I’ve just been reflecting back on the rollercoaster that is mental health. Just thinking about my own experiences and who it has made me today.
Something that I used to worry about was whether talking about my mental health at work is professional. It sounds quite ridiculous because talking about our health should be a priority. Yet when it comes to mental health in the work place I’ve sometimes had this dilemma on when and how to talk about it. This has mostly come from previous bad experiences. It’s like we accept the mental health of children but we forget that adults have mental health too.
If you read my ‘about’ page you can see that I’ve had ups and downs with mental health at least since I was 4. I’d say that it has impacted me massively throughout my whole life and particularly as a teenager. But as an adult it becomes a different kind of creature.
I don’t know if anyone else with mental health difficulties feels the same. As a teenager my mind was completely off the rails half the time but I could also hide behind that fact that I was a teenager and ‘thats just what teenagers do’.
We mostly associate irrational behaviour and things such as self harm with being young. People are constantly writing about social media and the effects this is having on the mental health of children.
As an adult it still remains a relatively un explored and spoken about area. We have come on heaps and bounds from where we were 10 years ago but we still have heaps and bounds to go.
So many organisations just don’t recognise the impact of mental health and how important just talking about it is. I have lost 2 jobs because of it. I left them but I say ‘lost’ because I would not have left them if mental health had been handled in the right way. If I hadn’t been made to feel like an anomaly or a burden. If I hadn’t been told that work is not the place to discuss mental health. In those experiences I was made so ill that I didn’t just loose my job, I lost parts of me too.
The past 2 years and roles I’ve had have been amazing for me. Being able to join up both mental health and professionalism. To know that having poor mental health is not ‘unprofessional’ and that it’s not unprofessional to talk about it in work; despite what managers have told me previously.
I’ve now learnt that being real and honest is actually what makes me more professional. Speaking openly and talking for others that aren’t ready to yet. The more honest I am and the more I teach others the more respect I seem to gain. Because being honest about how I’m feeling allows me to be the best version or myself.
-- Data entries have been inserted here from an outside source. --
PR #1100, opened 2025-05-14
Update c2patool CHANGELOG.md

crandmck:
To fix issues that were breaking the doc site build.

### DIFF
--- a/cli/CHANGELOG.md
+++ b/cli/CHANGELOG.md
@@ -1,6 +1,6 @@
 # Changelog
 
-All notable changes to this project will be documented in this file.
+All changes to C2PA Tool are documented in this file.  For additional information on versions 0.9.x and earlier, see the [Archived release motes](../docs/release-notes.md).
 
 This project adheres to [Semantic Versioning](https://semver.org/spec/v2.0.0.html), except that – as is typical in the Rust community – the minimum supported Rust version may be increased without a major version increase.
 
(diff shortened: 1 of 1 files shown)


cli/CHANGELOG.md
```diff
@@ -23,16 +23,6 @@ _14 May 2025_
 ### Documented
 
 * Replace old c2patool release notes with CHANGELOG ([#1063](https://github.com/contentauth/c2pa-rs/pull/1063))
-<div class="github-only" >
```
scouten-adobe, line 26: Gah, I didn't see _that_ part.

cli/CHANGELOG.md
```diff
@@ -1,6 +1,6 @@
 # Changelog
 
-All notable changes to this project will be documented in this file.
+All changes to C2PA Tool are documented in this file.  For additional information on versions 0.9.x and earlier, see the [Archived release motes](../docs/release-notes.md).
```
scouten-adobe, line 3: Why segregate like this?

crandmck: It was simply because the changelog was added in addition to the existing manually-written release notes.  Do you want me to add the content of that file to the end of this one?  I suspect very few people will care about that info... so I don't have a strong opinion.

cli/CHANGELOG.md
crandmck: I use that in various places in markdown files to have content that we don't want to display in the doc site, but DO want in GitHub.  You don't see the tag itself in either place (only if you edit the md file).  Anyway, I removed it for now.  The issue was the lack of a new line before it, which apparently breaks the build due to linting rules.

tmathern (approved):

PR #1105, opened 2025-05-15
feat: Adds CAWG validation support to the c_api reader creation methods

gpeacock:
fix: allow c2pa_builder_sign_data_hashed_embeddable to pass a null asset pointer because that is an allowed feature

### DIFF
--- a/c_api/src/c_api.rs
+++ b/c_api/src/c_api.rs
@@ -18,10 +18,11 @@ use std::{
 
 // C has no namespace so we prefix things with C2PA to make them unique
 use c2pa::{
-    assertions::DataHash, settings::load_settings_from_str, Builder as C2paBuilder, CallbackSigner,
-    Reader as C2paReader, SigningAlg,
+    assertions::DataHash, identity::validator::CawgValidator, settings::load_settings_from_str,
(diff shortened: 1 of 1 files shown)


c_api/src/c_api.rs
```diff
@@ -428,6 +429,22 @@ pub unsafe extern "C" fn c2pa_string_free(s: *mut c_char) {
...
 
+// Run CAWG post-validation - this is async and requires a runtime.
+fn post_validate(result: Result<C2paReader, c2pa::Error>) -> Result<C2paReader, c2pa::Error> {
+    match result {
+        Ok(mut reader) => {
+            let runtime = match Runtime::new() {
+                Ok(runtime) => runtime,
+                Err(err) => return Err(c2pa::Error::OtherError(Box::new(err))),
+            };
+            match runtime.block_on(reader.post_validate_async(&CawgValidator {})) {
```
tmathern, line 440: Does the CAWG validation pass by default if there is no CAWG data?

scouten-adobe: Yes.

scouten-adobe (approved):

PR #1115, opened 2025-05-19
feat!: Merge `c2pa-status-tracker` crate into `c2pa`

scouten-adobe:


internal/status-tracker/src/lib.rs
```diff
@@ -11,21 +11,7 @@
...
-mod status_tracker;
-pub use status_tracker::{ErrorBehavior, StatusTracker};
-
-pub mod validation_codes;
-
-#[cfg(test)]
-pub(crate) mod tests;
+#[allow(unused)]
+pub(crate) fn goodbye() {
+    eprintln!("This crate is being discontinued.");
```
gpeacock, line 16: that feels kinda sad, but I don't think anyone is going to be mourning this ;)

gpeacock (approved):
Thanks for trudging though all of this!

mauricefisher64 (approved):
I did not look at every file but if it compiles it is likely correct.

PR #1118, opened 2025-05-19
feat: Make OpenSSL a default feature

cdmurph32:
Openssl will not be included when building rust native crypto
CI tests for both openssl and rust_native_crypto features

## Checklist

### DIFF
--- a/.github/workflows/ci.yml
+++ b/.github/workflows/ci.yml
@@ -15,8 +15,31 @@ on:
     - cron: "0 18 * * 1,4,6" # 1800 UTC every Monday, Thursday, Saturday
 
 jobs:
+  get-features:
+    name: Get features
+    runs-on: ubuntu-latest
+    steps:
+      - name: Checkout repository
+        uses: actions/checkout@v4
+
+      - name: Install Rust toolchain
+        uses: dtolnay/rust-toolchain@master
+        with:
+          toolchain: stable
+
+      - name: Get all features
+        run: |
+          cargo metadata --format-version=1 | jq -r '[.packages[] | select(.name=="c2pa" or .name=="c2pa-c") | .features | keys | map(select(. != "default")) | .[]] | unique | join(" ")' > features.txt
+
+      - name: Upload features
+        uses: actions/upload-artifact@v4
+        with:
+          name: features
+          path: features.txt
+
   tests:
     name: Unit tests
+    needs: get-features
     if: |
       github.event_name != 'pull_request' ||
       github.event.pull_request.author_association == 'COLLABORATOR' ||
@@ -36,6 +59,11 @@ jobs:
       - name: Checkout repository
         uses: actions/checkout@v4
 
+      - name: Download features
+        uses: actions/download-artifact@v4
+        with:
+          name: features
+
       - name: Install Rust toolchain
         uses: dtolnay/rust-toolchain@master
         with:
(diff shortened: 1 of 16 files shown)


.github/workflows/ci.yml
```diff
@@ -45,13 +73,40 @@ jobs:
...
+        if: runner.os == 'Windows'
+        run: |
+          $features = Get-Content features.txt
+          $features = $features -replace 'openssl', ''
+          cargo test --no-default-features --features "$features"
+
+      - name: Run tests with rust_native_crypto
+        if: runner.os != 'Windows'
+        run: |
+          FEATURES=$(cat features.txt | sed 's/openssl//g')
```
scouten-adobe, line 87: Nice!

.github/workflows/ci.yml
```diff
@@ -15,8 +15,31 @@ on:
...
+          toolchain: stable
+
+      - name: Get all features
+        run: |
+          cargo metadata --format-version=1 | jq -r '[.packages[] | select(.name=="c2pa" or .name=="c2pa-c") | .features | keys | map(select(. != "default")) | .[]] | unique | join(" ")' > features.txt
+
+      - name: Upload features
+        uses: actions/upload-artifact@v4
+        with:
+          name: features
```
scouten-adobe, line 37: I don't think this should be a release artifact. Please try to rework this using action outputs instead: https://docs.github.com/en/actions/writing-workflows/choosing-what-your-workflow-does/passing-information-between-jobs

sdk/Cargo.toml
```diff
@@ -117,9 +123,9 @@ nom = "7.1.3"
 non-empty-string = { version = "=0.2.4", features = ["serde"] }
 nonempty-collections = { version = "0.2.9", features = ["serde"] }
 num-bigint-dig = { version = "0.8.4", optional = true }
-p256 = "0.13.2"
-p384 = "0.13.0"
-p521 = { version = "0.13.3", features = ["pkcs8", "digest", "ecdsa"] }
+p256 = { version = "0.13.2", optional = true }
+p384 = {version = "0.13.0", optional = true }
```
scouten-adobe, line 127: Can we be consistent with spacing here? The other deps have a space inside the {} pair.

scouten-adobe (changes requested):
Mostly :+1: but I have a concern about how values are passed between the GitHub Action steps.

.github/workflows/ci.yml
```diff
@@ -45,13 +73,32 @@ jobs:
...
         uses: Swatinem/rust-cache@v2
 
+      - name: Run tests with rust_native_crypto
+        shell: pwsh
+        if: runner.os == 'Windows'
+        env:
+          RUST_BACKTRACE: "1"
+          FEATURES: ${{needs.get-features.outputs.rust-native-features}}
+        run: |
+          cargo test --no-default-features --features "$env:FEATURES"
```
scouten-adobe, line 83: Would you please try to achieve code coverage for the rust-native-crypto path as well?

.github/workflows/ci.yml
```diff
@@ -270,12 +331,13 @@ jobs:
       - name: Install wasm-pack
         run: curl https://rustwasm.github.io/wasm-pack/installer/init.sh -sSf | sh
 
-      - name: Run Wasm tests
-        run: wasm-pack test --chrome --headless
+      - name: Run Wasm tests (c2pa-rs)
```
scouten-adobe, line 334: FWIW I removed the `(c2pa-rs)` label in my PR #1115 because there were no longer any other crates running Wasm or WASI.

.github/workflows/ci.yml
```diff
@@ -289,8 +351,6 @@ jobs:
       - name: Checkout repository
         uses: actions/checkout@v4
 
-        # nightly required for testing until this issue is resolved:
```
scouten-adobe, line 292: Please leave this comment in unless you expect that the underlying issue will never be resolved.

In general, we want to avoid using nightly Rust for build processes because they are unpredictable. (See diffs at line 391.)

scouten-adobe (changes requested):
A couple minor things; otherwise :+1:.

.github/workflows/ci.yml
cdmurph32: Sorry I did not mean to delete this.

scouten-adobe (approved):

PR #1125, opened 2025-05-20
chore: Repair `Makefile` after build changes

gpeacock:
Everything but test-wasi works again now.


scouten-adobe (changes requested):
What's the step you use to verify that the makefile works? IMHO we should add that to CI so we identify such failures before the PRs get merged.

scouten-adobe (approved):

PR #1131, opened 2025-05-23
build: Windows PowerShell make_release

gpeacock:
Builds on x86 or arm
this is a rust_native_crypto build


scouten-adobe (approved):
Approved with the caveat that I'm not a PowerShell expert, but it looks reasonable to me.

PR #1136, opened 2025-05-27
fix: Remove use of workspace versioning for the moment

scouten-adobe:
crates.io doesn't like it. 😢

### DIFF
--- a/cli/Cargo.toml
+++ b/cli/Cargo.toml
@@ -22,7 +22,7 @@ unexpected_cfgs = { level = "warn", check-cfg = ['cfg(test)'] }
 [dependencies]
 anyhow = "1.0"
 atree = "0.5.2"
-c2pa = { workspace = true , features = [
+c2pa = { version = "0.54.0", features = [
 	"fetch_remote_manifests",
 	"file_io",
 	"add_thumbnails",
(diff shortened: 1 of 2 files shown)


tmathern (approved):

cli/Cargo.toml
```diff
@@ -22,7 +22,7 @@ unexpected_cfgs = { level = "warn", check-cfg = ['cfg(test)'] }
 [dependencies]
 anyhow = "1.0"
 atree = "0.5.2"
-c2pa = { workspace = true , features = [
```
gpeacock, line 25: Actually I didn't intend to sync c2patool with this change yet.

gpeacock: I suppose it doesn't hurt but it could be confusing if we don't keep everything in sync. Won't the other crates have the same issue?

scouten-adobe: It looks like the cargo team doesn't plan to support this syntax for `cargo publish`: https://github.com/rust-lang/cargo/issues/11133

gpeacock: Someone else on that thread resolved the issue by moving to workspace packaging
https://github.com/boa-dev/boa/pull/2297

PR #1138, opened 2025-05-28
feat(sdk): introduces get_supported_types api

dyro:

This allows clients to determine which mime types that they can sign and which mime types that may read manifests from.

### Rust Changes

This PR introduces new associated functions named `supported_mime_types` on the `Builder` and `Reader` structs. 

### C Changes
We are exporting the above associated functions to our "C" clients as well. This PR adds the `c2pa_reader_supported_mime_types` and `c2pa_builder_supported_mime_types` functions. These are C functions that return an array of supported types. Additionally, the `c2pa_free_string_array` function was introduced to handle freeing the supported types string array. 

## Checklist


c_api/src/c_api.rs
```diff
@@ -604,6 +629,20 @@ pub unsafe extern "C" fn c2pa_reader_resource_to_stream(
...
+/// The caller is responsible for freeing the array.
+///
+/// # Parameters
+/// * count: pointer to a usize to return the number of mime types.
+///
+/// # Safety
+/// The returned value MUST be released by calling [c2pa_free_string_array].
+/// The array and its contents are no longer valid after that call.
+#[no_mangle]
+pub unsafe extern "C" fn c2pa_reader_supported_mime_types(count: *mut usize) -> *mut *mut c_char {
```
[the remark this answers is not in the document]
dyro: Done, thanks!

sdk/src/identity/claim_aggregation/w3c_vc/did.rs
```diff
@@ -122,6 +122,12 @@ impl DidBuf {
         }
     }
 
+    // mismatched_lifetime_syntaxes reproting an error we are creating a
+    // [Did] from a [&str] reference.
+    //
+    // We are allowing "unknown_lints" because "mismatched_lifetime_syntaxes"
+    // is only in nightly.
+    #[allow(unknown_lints, mismatched_lifetime_syntaxes)]
```
dyro: We may want to consider changing the `Did::new_unchecked` API to take a `String` instead?

c_api/src/c_api.rs
```diff
@@ -430,6 +430,33 @@ pub unsafe extern "C" fn c2pa_string_free(s: *mut c_char) {
...
+    }
+
+    let mut_ptr = ptr as *mut *mut c_char;
+    // Free each string directly using the pointer.
+    for i in 0..count {
+        c2pa_string_free(*mut_ptr.add(i));
+    }
+
+    // Free the array.
+    Vec::from_raw_parts(mut_ptr, count, count);
```
mauricefisher64, line 457: Is there any way to protect this for bad input?

c_api/src/c_api.rs
```diff
@@ -1183,9 +1242,40 @@ pub unsafe extern "C" fn c2pa_signature_free(signature_ptr: *const u8) {
...
+unsafe fn c2pa_mime_types_to_c_array(strs: Vec<String>, count: *mut usize) -> *const *const c_char {
+    // Even if the array is exposed as a `*const *const c_char` for read-only access,
+    // the underlying memory must be allocated as `*mut *mut c_char` because freeing
+    // or deallocating memory requires a mutable pointer. This ensures the caller can
+    // safely release ownership of both the array and its strings.
+    let mime_ptrs: Vec<*mut c_char> = strs.into_iter().map(|s| to_c_string(s)).collect();
+    *count = mime_ptrs.len();
+
+    let ptr = mime_ptrs.as_ptr();
+    std::mem::forget(mime_ptrs);
```
mauricefisher64, line 1277: How does this work when the targets are compiled for different ptr size.  For example I build SDK on a 32 bit arm environment but my windows app is 64 bits?   May only be an edge error but perhaps we should note that in the function documentation.

c_api/src/c_api.rs
dyro: No, I don't think so. We have to manually ensure the invariants of the from_raw_parts are upheld. Namely, that we: 

1. Actually allocated the memory for the vector we are constructing using the Rust allocator
2. No one else is referencing the vector
3. The memory hasn't already been de-allocated.

We check if the ptr is null before we start the de-allocation, and we check if each of the strs are null before de-allocating them.

An additional check we could potentially do is to ensure the length isn't longer than the capacity, but in this case, both the length and capacity are the same. This is because the way we create the vector ensures that the capacity and length are the same.

c_api/src/c_api.rs
mauricefisher64: Perhaps our c bindings should use fixed sized units based on the target rather than usize.  Maybe u32 for 32 bit builds and u64  for 64 bit and u128 for 128bit pointers.  I don't think we need to hold up the PR for this but it would make interop safer.

sdk/src/identity/claim_aggregation/w3c_vc/did.rs
```diff
@@ -122,12 +122,6 @@ impl DidBuf {
         }
     }
 
-    // mismatched_lifetime_syntaxes reproting an error we are creating a
-    // [Did] from a [&str] reference.
-    //
-    // We are allowing "unknown_lints" because "mismatched_lifetime_syntaxes"
-    // is only in nightly.
-    #[allow(unknown_lints, mismatched_lifetime_syntaxes)]
```
dyro: Addressed by scouten via another PR.

PR #1142, opened 2025-05-29
EPUB_Frame

Kingsleyyy21:
Registeration of EPUB 

• added a mapping for the EPUB MIME type (application/epub+zip) in the 
mime utility (sdk/src/utils/mime.rs) so that the tool can recognize the “.epub” 
extension 
• registered our EPUB handler (EpubIo) in the global asset handler table (in 
sdk/src/jumbf_io.rs) 
• added “use crate::asset_handlers::epub_io::EpubIo;” at the top. 
With that registration, the c2patool now recognizes EPUB files (means no 
longer returns “Unsupported file type” when you run “c2patool sample.epub.”


ok-nick:
FYI there is existing work for this format in https://github.com/contentauth/c2pa-rs/pull/499

PR #1144, opened 2025-05-30
feat: Update Validation for 2.2 spec compliance

gpeacock:
We have a new setting - strict_v1_validation that defaults to false. This allows us to validate v1 claims under the rules that the v1.4 spec required. Setting it to true will allow you to write new v1 claims that are compliant with the 2.2 spec.
There are new cases where errors are returned where previously only validation_results were added.
Some minor logging support has been added. and there is a utils::test::setup_logging() function that can be used in unit tests.


sdk/src/store.rs
```diff
@@ -3821,30 +4136,366 @@ impl Store {
...
+
+        // if all mismatches are redactions we are good
+        if redact_matches == differences.len() {
+            return Some(redactions_to_remove);
+        }
+
+        None
+    }
+
+    // build ingredient lists for the Clain in the specified Store
```
gpeacock: change to claim not Clain

PR #1145, opened 2025-06-03
feat: Add Android platform release targets with integrated JNI support

n8fr8:
This PR integrates support for building the C API library targeting Android ARM64 and X86_64 with the local Makefile build process.

It also integrates the RUST-JNI crate to provide a first pass of an integrated Java Native Interface (JNI) which, unlike with Swift iOS, is required for calling into the library from Kotlin or Java in the Android environment. This interface will be improved in future PRs to be more in platform style.

The Makefile changes also integrate support for installing the required Android Native Development Kit (NDK) tools for completing the build.

## Checklist


gpeacock:
Is there a reason why this needs to be done in the library instead of in external JNI connected to the C bindings?

scouten-adobe (approved):
Looks OK to me with the caveat that I'd like review on some JNI specifics.

c_api/src/android.rs
```diff
@@ -0,0 +1,477 @@
+// Copyright 2024 Adobe. All rights reserved.
```
tmathern, line 1: Could we move this out, even to its own folder (crate)? Because since it's JNI, this could maybe be reused in the future for Java bindings which are not specific to Android (or refactored to share some code with that, if we ever have a Java SDK)?

c_api/src/android.rs
```diff
@@ -0,0 +1,477 @@
...
+// each license.
+
+use jni::objects::{JClass, JString};
+use jni::sys::{jint, jlong, jstring};
+use jni::JNIEnv;
+use std::ffi::{CStr, CString};
+use std::os::raw::c_char;
+use std::ptr;
+
+use crate::{
```
tmathern, line 21: The JNI bindings could depend on those even if it graduates to its own crate

c_api/src/android.rs
```diff
@@ -0,0 +1,477 @@
...
+    mut env: JNIEnv,
+    _class: JClass,
+) -> jstring {
+    let version = unsafe { c2pa_version() };
+    c_string_to_java_string(&mut env, version)
+}
+
+/// Returns the last error message
+#[no_mangle]
+pub extern "system" fn Java_org_c2pa_C2PA_getError(
```
tmathern, line 145: Will this be used in the Java code to **throw** errors, so it's more idiomatic to Java developers?

c_api/src/android.rs
```diff
@@ -0,0 +1,477 @@
...
+) -> jint {
+    let settings_cstr = java_string_to_cstring_jint!(env, settings);
+    let format_cstr = java_string_to_cstring_jint!(env, format);
+    
+    unsafe { c2pa_load_settings(settings_cstr.as_ptr(), format_cstr.as_ptr()) }
+}
+
+/// Returns a ManifestStore JSON string from a file path
+#[no_mangle]
+pub extern "system" fn Java_org_c2pa_C2PA_readFile(
```
tmathern, line 169: Ack - but we should consider using readers to do that, as they are an important piece of the API surface (and it reduces the exposed API surface too, so people use the API's main concepts).

c_api/src/android.rs
```diff
@@ -0,0 +1,477 @@
...
+    }
+    
+    let remote_url_cstr = java_string_to_cstring_jint!(env, remote_url);
+    
+    unsafe { c2pa_builder_set_remote_url(builder_ptr as *mut C2paBuilder, remote_url_cstr.as_ptr()) }
+}
+
+/// Creates and verifies a C2paReader from an asset stream with the given format
+#[no_mangle]
+pub extern "system" fn Java_org_c2pa_C2PA_readerFromStream(
```
tmathern, line 256: Here we have the reader - that is similar in spirit to `Java_org_c2pa_C2PA_readFile`, if we open the file as stream and pass it to a Reader, to finally get the manifest store as JSON.

c_api/src/android.rs
tmathern: An other argument to move this out is to add tests (unit tests, on this file), but also some Java tests. Especially to verify the stream behavior when we cross languages.
@gpeacock @n8fr8 Wdyt?

n8fr8: Happy to put it where you think it is best. I do not believe there is anything Android specific here that wouldn't also work in a generica Java/Kotlin environment.

c_api/src/android.rs
n8fr8: Yes. There will be a more idiomatic wrapper around this. In addition, we also intend to evolve this interface as much as it makes sense. Trying to minimize doing too much custom code inside the rust piece.

c_api/src/android.rs
n8fr8: We are still fully getting our heads around the best practices of the 2.x API ourselves. Readers do make sense, and again, will be more inline with the Android/Kotlin/Java idiom than just raw JSON. 

Also, we do plan to continue to have a "SimpleC2PA" library as well, on top of the "Full API", that even further simplifies integration for the most common and basic functions in a mobile app.

c_api/src/android.rs
tmathern: Let's start with that, we can move later if the need ever arises.

PR #1182, opened 2021-07-21
Fix --shed_install for gxformat2 workflows

mvdbeek:


nsoranzo:
Do we need to add a test for this? I couldn't find a Format 2 workflow with `tool_shed_repository` in `tests/` .

planemo/galaxy/workflows.py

I’m not completely there yet. I still have days where I have a day off for a ‘severe headache’ when I should just be honest and say it’s mental health. But that’s OK because these things take time. And time doesn’t always mean you’re moving forward, sometimes things happen that make us move ‘back’.
One of the biggest things mental health has taught me, and which we hear a lot now, is that it’s not a linear process. Being well is not about continuous improvement and never stepping back. It’s OK to have and accept the ‘off days’ that doesn’t mean you’re going backwards or that you have failed. It just means that today is an off day. Hopefully tomorrow will be better.
The best technique I have learned over the years is ‘be kind to yourself’. Allow yourself the off days and don’t beat yourself up over it. The kinder we are to ourselves the easier the process can become.
On this rollercoaster that is life, be kind to yourself today.